**DIRECTIONS FOR THIS TASK:**
Up to and including the line with "I like using", please reproduce the lines below exactly, beginning with the first.
BEGIN RECORDS FOR THE EXERCISE
PR #14, opened 2022-11-11
Ensures that the code works in a browser

mfucci:
I did this now since I started to be afraid that I was using APIs that don't exist in browsers.

This was much harder than I thought:

1. CommonJs modules (node.js default) are not supported in browser
2. Since ES6/ES2015, import statement has been added that is now well supported by browsers
3. Most node.js tools never migrated to ES6 modules and even in node.js support is experimental

So I was faced with the choice:

1. Keep CommonJs which will require a polyfill library to be able to run in a browser
2. Switch to ES6 modules with more difficulties to run on node.js

Since I believe that ES6 modules are the future, I decided to go with solution 2.

Mocha doesn't support ES6 modules, so I had to migrate to jest instead
ES6 modules require the name file to be specified in the import `import "./MyModule.js"` instead of `import ./MyModule`
But node.js doesn't support .js extension in some situations, while this is mandatory to run in a browser.


turon:
Given browsers don't support udp, should running in a browser remain a goal?

turon (approved):

mfucci:
The main goal of this PR is to ensure that the codebase is not nods.js specific.
Works in the browser so there are no hidden node.js API dependencies!

PR #15, opened 2022-11-11
Remove assert dependency since jest include similar APIs

mfucci:


turon:
I like using the assert module because it seems more standard to me than using package-specific alternative.
Is it that important to optimize dependencies on the test code?  I would expect the runtime code which does need to be optimal to not use either assert nor jest.

turon (approved):

mfucci:
The assert library seemed pretty primitive: seriously, I have to write my own code to test if two floats are close to each other?
And it requires to have an extra tsconfig.test.json file to be able to import it because it is distributed as an ES6 module.

jest define describe / it / expect as global so no need to import them which is nice.

expect syntax is the same for jest and jasmine so it seems standard enough, and easy to read as well.

PR #17, opened 2022-11-12
Add TLV array

mfucci:


test/tlv/TlvArray.ts
```diff
@@ -0,0 +1,53 @@
...
+        it("encodes an array", () => {
+            const result = schema.encode(["a", "b", "c"]);
+
+            expect(result.toHex()).toBe("160c01610c01620c016318");
+        });
+    });
+
+    describe("decode", () => {
+        it("decodes an array", () => {
+            const result = schema.decode(ByteArray.fromHex("160c01610c01620c016318"));
```
turon, line 32: I'd suggest adding a codec test vector and adding a few more tests (arrays of various types perhaps).

turon (approved):

test/tlv/TlvArray.ts
mfucci: Added in PR #20

PR #27, opened 2022-11-17
Report spec names in jasmine tests in web and node.js tests

mfucci:


mfucci:
I was not able to get the coverage working with nyc for node.js unit tests: problems between jasmine / nyc / ts / ES6 modules.
It is working fro the same unit tests in the browser through karma, so I guess this is not essential.

turon (approved):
END RECORDS FOR THE EXERCISE
**EXERCISE ANSWER:**
PR #14, opened 2022-11-11
Ensures that the code works in a browser

mfucci:
I did this now since I started to be afraid that I was using APIs that don't exist in browsers.

This was much harder than I thought:

1. CommonJs modules (node.js default) are not supported in browser
2. Since ES6/ES2015, import statement has been added that is now well supported by browsers
3. Most node.js tools never migrated to ES6 modules and even in node.js support is experimental

So I was faced with the choice:

1. Keep CommonJs which will require a polyfill library to be able to run in a browser
2. Switch to ES6 modules with more difficulties to run on node.js

Since I believe that ES6 modules are the future, I decided to go with solution 2.

Mocha doesn't support ES6 modules, so I had to migrate to jest instead
ES6 modules require the name file to be specified in the import `import "./MyModule.js"` instead of `import ./MyModule`
But node.js doesn't support .js extension in some situations, while this is mandatory to run in a browser.


turon:
Given browsers don't support udp, should running in a browser remain a goal?

turon (approved):

mfucci:
The main goal of this PR is to ensure that the codebase is not nods.js specific.
Works in the browser so there are no hidden node.js API dependencies!

PR #15, opened 2022-11-11
Remove assert dependency since jest include similar APIs

mfucci:


turon:
I like using the assert module because it seems more standard to me than using package-specific alternative.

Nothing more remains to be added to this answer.